I wanted to optimize the last blog, but the effect was not obvious. But remember the knowledge points.
The original intention is to move the calculation of domain defined in the previous blog to CPU, because the calculation of domain defined is the same for every kernel, so direct reading should further reduce the execution time of the kernel.
The original intention of my idea is to send this piece of data to the display memory and then to the register. The time to read from the register should be very fast, by which the time to calculate should be changed to the time to read. Of course, it should be questioned whether reading registers takes less time than computing, but for more complex calculations, I think direct reading should be faster than computing. For this part of the data, CPU computing should be faster than GPU. Of course, we should also consider the size of the data volume. It takes time to move from memory to display memory.
1.C++ code
.................. int ksize = 11; float sigma_d = 3.0; float *dkl = new float[ksize*ksize]; for (int i = -ksize/2; i <= ksize/2; i++){ for (int j = -ksize/2; j <= ksize/2; j++){ dkl[(i+ksize/2)*ksize + (j+ksize/2)] = -(i*i + j*j) / (2 * sigma_d*sigma_d); } } cl_mem d_dkl; d_dkl = clCreateBuffer(context, CL_MEM_READ_ONLY, ksize*ksize*sizeof(float), NULL,NULL); clEnqueueWriteBuffer(commandQueue, d_dkl, CL_TRUE, 0, ksize*ksize*sizeof(float), dkl, 0, NULL, NULL); ........................ errNum |= clSetKernelArg(kernel, 2, sizeof(cl_mem), &d_dkl); errNum |= clSetKernelArg(kernel, 3, sizeof(cl_mem), &ksize); ........................ delete[] dkl; ...................
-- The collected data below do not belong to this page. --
PR #3354, opened 2023-10-31
.Net: Reduce visibility of two fields from public to private

markwallace-microsoft:
### Motivation and Context

Two properties were inadvertently made public and should be private

### Contribution Checklist


dmytrostruk (approved):

RogerBarreto (approved):
If those are not obsoleted, this PR should be flagged as a breaking change.

PR #3374, opened 2023-11-02
.Net: Reduce TextChunker allocation with default token counter

stephentoub:
### Motivation and Context

There's still a lot of opportunity for improvement, but this cleans up some low-hanging fruit, in particular when the default token counter is used.

### Description

```C#
using BenchmarkDotNet.Attributes;
using BenchmarkDotNet.Running;
using Microsoft.SemanticKernel.Text;

BenchmarkSwitcher.FromAssembly(typeof(Tests).Assembly).Run(args);

[HideColumns("Error", "StdDev", "Median", "RatioSD")]
[MemoryDiagnoser(displayGenColumns: false)]
public unsafe partial class Tests
{
    private static readonly string s_text = new HttpClient().GetStringAsync("https://devblogs.microsoft.com/dotnet/performance-improvements-in-net-8/").Result;

    [Benchmark]
    public List<string> Split() => TextChunker.SplitPlainTextParagraphs(TextChunker.SplitPlainTextLines(s_text, 100), 1000);
}
```

Default Counter:

| Method | Mean     | Allocated |
|------- |---------:|----------:|
| Split_Before  | 28.55 ms |  87.17 MB |
| Split_After  | 11.44 ms |  18.78 MB |

Custom Counter (that does the same calculation as default):

| Method | Mean     | Allocated |
|------- |---------:|----------:|
| Split_Before  | 28.10 ms |  87.17 MB |
| Split_After  | 23.92 ms |  58.44 MB |

### Contribution Checklist


markwallace-microsoft (approved):

dotnet/src/SemanticKernel.Core/Text/TextChunker.cs
```diff
@@ -240,12 +237,17 @@ private static (List<string>, bool) Split(List<string> input, int maxTokens, Rea
         return (result, inputWasSplit);
     }
 
-    private static (List<string>, bool) Split(ReadOnlySpan<char> input, string? inputString, int maxTokens, ReadOnlySpan<char> separators, bool trim, TokenCounter tokenCounter)
+    private static (List<string>, bool) Split(ReadOnlySpan<char> input, string? inputString, int maxTokens, ReadOnlySpan<char> separators, bool trim, TokenCounter? tokenCounter)
```
WeihanLi, line 240: Is it possible to use a named tuple for better readability
```suggestion
    private static (List<string> splitResult, bool hasSplit) Split(ReadOnlySpan<char> input, string? inputString, int maxTokens, ReadOnlySpan<char> separators, bool trim, TokenCounter? tokenCounter)
```

stephentoub: It could use names.  Wasn't changing that here, though.

SergeyMenshykh (approved):

PR #3380, opened 2023-11-03
.Net: Implementation of FunctionResultExtended with kernel example

joslat:
### Motivation and Context
I wanted a strongly type as the kernel result that provides me an easy to access result class with validated output from the model (or plan) execution.

One that I can associate the time, the Tokens and if I have a complex type returned, like a JSON structure in a string, validate and parse it into a ready to use strongly typed structure, right at our KernelResultExtended custom class.

I implemented the KernelResultExtended.cs next to KernelResult, in Microsoft.SemanticKernel.Orchestration, and an example Example64_SemanticFunctionWithKernelResultExtended where all the KernelSyntaxExamples are located.

For convenience I created a simple semantic function summarization execution with a custom KernelResultExtended class, which is declared inline for ease of understanding the sample.
It is below the sample, named KernelResultExtSummarize.

It helps to access all the "inner" parts of the KernelResult and provides a way to transform our Result into a strongly type very easily, all in the same strongly typed object.

It is a convenient change, not really needed but I feel more comfortable laying the parsing and validation of the result at this level, where I can even trigger a retry.

Makes all the internals of KernelResult easily accessible in a strongly typed way. 
Avoids repeating code every time we get the result and want the tokens, or want to parse the result.

Better architecture, helps providing a more strongly typed and is extensible to our output type customizations, validations and parsings that we want to implement.

### Description

A simple lightweight record that extends and exposes the KernelResult, which accepts on its constructor.
It is meant to be used directly or to be inherited and augmented to provide Tokens, duration and custom output type parsing and validation, to provide a verified strongly typed result .

### Contribution Checklist

- [ X] The code builds clean without any errors or warnings
- [ X] The PR follows the [SK Contribution Guidelines](https://github.com/microsoft/semantic-kernel/blob/main/CONTRIBUTING.md) and the [pre-submission formatting script](https://github.com/microsoft/semantic-kernel/blob/main/CONTRIBUTING.md#development-scripts) raises no violations
- [ X] All unit tests pass, and I have added new tests where possible
- [X ] I didn't break anyone :smile:


joslat:

joslat:
Hi, unsure of what can I do to improve this PR... tried to build in local and executing the unit tests and that works fine. For the integration, I lack the configuration for this to work properly, as this is probably hard to mock so far.
I reviewed and saw a double line so cleaned that up.
More than that, happy to help if you tell me how can improve this PR...

dmytrostruk:
> Hi, unsure of what can I do to improve this PR... tried to build in local and executing the unit tests and that works fine. For the integration, I lack the configuration for this to work properly, as this is probably hard to mock so far. I reviewed and saw a double line so cleaned that up. (that is the recent change added => one line removal) More than that, happy to help if you tell me how can improve this PR...

Hi @joslat , thank you for your contribution! 
We will review this PR shortly and provide our feedback. Thanks again!

dotnet/src/SemanticKernel.Abstractions/Orchestration/KernelResultExtended.cs
```diff
@@ -0,0 +1,62 @@
...
+public record KernelResultExtended
+{
+    /// <summary>
+    /// Represents the result of the kernel execution.
+    /// </summary>
+    public string Result { get; init; }
+    /// <summary>
+    /// Represent the usage in Tokens.
+    /// </summary>
+    public TokenCounts? TokenCounts { get; set; }
```
dmytrostruk, line 29: The reason why we didn't add things like `TokenCounts` or `ModelResults` to `FunctionResult`/`KernelResult` under `Microsoft.SemanticKernel.Orchestration` namespace is because these properties are related to AI execution. But there may be situations, when Kernel works only with native functions, so tokenization logic or model result is not applicable.

To make it more abstract, we added `Dictionary<string, object> Metadata` to `FunctionResult`, which can hold any kind of data, related to semantic or native function execution. We also provided `AIFunctionResultExtensions.GetModelResults(this FunctionResult result)` extension method under `Microsoft.SemanticKernel.AI` namespace, so it should help to get `ModelResults` in easier way. 

But in general, our goal was to provide minimal API, that is required to get complex results from Kernel. There are a lot of ways how to simplify it, by implementing wrappers, static classes, extension methods etc. But this is something that can be done on user side and users can choose what syntax works better in their specific scenarios. 

While we can keep the file with example to show how the result can be handled, I would try to keep `SemanticKernel.Abstractions` as lightweight as possible. 

Please let me know if that makes sense. Thank you!

dmytrostruk (commented):
@joslat Thank you for your contribution! 
I provided my feedback, happy to discuss it further in case of any questions. Thanks again!

dotnet/src/SemanticKernel.Abstractions/Orchestration/KernelResultExtended.cs
joslat: It does, thanks for the detailed explanation. And yes, it makes sense. Should I simplify this and put it as just an example on how to parse the KernelResult?

dmytrostruk: @joslat Yes, you can put it as an example, I think it should be useful for developers. Thanks a lot!

markwallace-microsoft:
@joslat Thanks for your contribution. We are refactoring all of our kernel syntax examples so they can be run as integration tests. We would like to add this sample, could you take a look at this PR https://github.com/microsoft/semantic-kernel/pull/4526 and update to match that pattern and we'll get this sample merged. Thanks.

joslat:
Hi Mark! Thanks for this :)
I understand that I should simply "take a number"  - If the latest is "https://github.com/microsoft/semantic-kernel/blob/main/dotnet/samples/KernelSyntaxExamples/Example75_AgentTools.cs" add an Example76_KernelResult.cs or some name to imply the strongly typed result and put all the code on this file, right?

joslat:
@markwallace-microsoft It's done - I put it as example 76 and added a proper usage to the wrapper class to FunctionResult (prompt returns a JSON with synthetic data and parses it into a strongly typed structure, ready to work with and verified, as well as the tokenresult - which now uses CompletionsUsage and not ModelResult, that has been deprecated it seems).

joslat:
Please let me know if I am missing anything - so I can do it :) 
I updated the branch with the latest code, tested the changes locally - everything works. Maybe the Prompt only works with GPT4 which I tested it with... or needs some hardening but so far the 10 or so times I tested it manually - it works flawlessly.

dotnet/samples/KernelSyntaxExamples/Example76_StronglyTypedKernelResult.cs
```diff
@@ -0,0 +1,126 @@
...
+
+public class TestCompany
+{
+    public string Id { get; set; }
+    public string Name { get; set; }
+    public string Description { get; set; }
+}
+
+// The FunctionResult custom wrapper to parse the result and the tokens
+public record FunctionResultTestDataGen : FunctionResultExtended
```
RogerBarreto, line 69: Suggest avoiding usage of `records` as they add unneeded complexity at the compiler time and there's no actual benefit of using it in the example.

joslat: changing it in 1, 2...

joslat: Done :)

joslat: Hi @RogerBarreto and @markwallace-microsoft I think it is clean and ready...

joslat:
And adapted to the "new style" Xunit test inheriting from BaseTest ;)

joslat:
And I just realized of the "unresolved" conversation... which was resolved...

dotnet/samples/KernelSyntaxExamples/Example76_StronglyTypedKernelResult.cs
```diff
@@ -0,0 +1,148 @@
...
+using System.Diagnostics;
+using System.Collections.Generic;
+using Xunit;
+using Xunit.Abstractions;
+using Examples;
+
+// The following example shows how to receive the results from the kernel in a strongly typed object
+// wich stores the usage in tokens and converts the JSON result to a strongly typed object, where a validation can also
+// be performed
+public class Example76_StronglyTypedKernelResult : BaseTest
```
dmytrostruk, line 17: Seems like this should be Example77 now :) Also, since we don't have `KernelResult` anymore, I believe we should rename this example to `Example77_StronglyTypedFunctionResult`.

dotnet/samples/KernelSyntaxExamples/Example76_StronglyTypedKernelResult.cs
```diff
@@ -0,0 +1,148 @@
...
+        this.WriteLine($"Total Tokens: {functionResultTestDataGen.TokenCounts!.TotalTokens} \n");
+    }
+
+    public Example76_StronglyTypedKernelResult(ITestOutputHelper output) : base(output)
+    {
+    }
+}
+
+// The structure to put the JSON result in a strongly typed object
+public class RootObject
```
dmytrostruk, line 66: Since all classes belong to this specific example, let's make them `private sealed`.

dmytrostruk (approved):
@joslat Sorry for long delay, let's merge this to main as soon as possible. I left small comments there. Also, build pipeline shows that there is a typo and formatting issues. if you would be able to fix these errors, that would be awesome. Thanks a lot!

dotnet/samples/KernelSyntaxExamples/Example76_StronglyTypedKernelResult.cs
joslat: Alrighty!

dotnet/samples/KernelSyntaxExamples/Example76_StronglyTypedKernelResult.cs
joslat: agree, except FunctionResultExtended ;)

joslat:
@dmytrostruk - all done! - thx for the feedback :)  💯 🥇

markwallace-microsoft:
> Hi Mark! Thanks for this :) I understand that I should simply "take a number" - If the latest is "https://github.com/microsoft/semantic-kernel/blob/main/dotnet/samples/KernelSyntaxExamples/Example75_AgentTools.cs" add an Example76_KernelResult.cs or some name to imply the strongly typed result and put all the code on this file, right?

We are going to group all of the samples and get rid of the numbering soon to make everything more discoverable

markwallace-microsoft (approved):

This is mainly the use of clCreateBuffer function and clEnqueueWriteBuffer function.
2.kernel code
const sampler_t sampler = CLK_ADDRESS_CLAMP_TO_EDGE | CLK_FILTER_NEAREST; kernel void bilateralBlur(read_only image2d_t src, write_only image2d_t dst, __constant float* dkl, int ksize) { int x = (int)get_global_id(0); int y = (int)get_global_id(1); if (x >= get_image_width(src) || y >= get_image_height(src)) return; float sigma_d = 3.0; float sigma_r = 0.1; float4 fij = read_imagef(src, sampler, (int2)(x, y)); float alpha = 0.2; float4 fkl; float4 rkl; float4 wkl; int index = 0; float4 numerator = (float4)(0.0f,0.0f,0.0f,0.0f); float4 denominator = (float4)(1.0f, 1.0f, 1.0f, 1.0f); for (int K = -ksize / 2; K <= ksize / 2; K++) { for (int L = -ksize / 2; L <= ksize / 2; L++) { fkl = read_imagef(src, sampler, (int2)(x + K, y + L)); rkl.x = -(fij.x - fkl.x)*(fij.x - fkl.x) / (2 * sigma_r*sigma_r); rkl.y = -(fij.y - fkl.y)*(fij.y - fkl.y) / (2 * sigma_r*sigma_r); rkl.z = -(fij.z - fkl.z)*(fij.z - fkl.z) / (2 * sigma_r*sigma_r); wkl.x = exp(-dkl[index] + rkl.x); wkl.y = exp(-dkl[index] + rkl.y); wkl.z = exp(-dkl[index] + rkl.z); index++; numerator.x += fkl.x * wkl.x; numerator.y += fkl.y * wkl.y; numerator.z += fkl.z * wkl.z; denominator.x += wkl.x; denominator.y += wkl.y; denominator.z += wkl.z; } } float4 gij = (float4)(0.0f, 0.0f, 0.0f, 1.0f); if (denominator.x > 0 && denominator.y > 0 && denominator.z) { gij.x = numerator.x / denominator.x; gij.y = numerator.y / denominator.y; gij.z = numerator.z / denominator.z; gij.x = fij.x*alpha + gij.x*(1.0 - alpha); gij.y = fij.y*alpha + gij.y*(1.0 - alpha); gij.z = fij.z*alpha + gij.z*(1.0 - alpha); } write_imagef(dst, (int2)(x, y), gij); }
Compared with the code of the previous blog, the main thing is to change the calculation of dkl to read, and ksize is also passed in through parameters.
3. results
Compared with the previous 3.42ms, there is a few milliseconds of optimization. However, considering CPU calculations, the optimization should be smaller, either not, or slightly worse.
Of course, my calculation here is simple, for complex calculations, we should still consider this optimization method.
The next step is to consider memory optimization and increase granularity.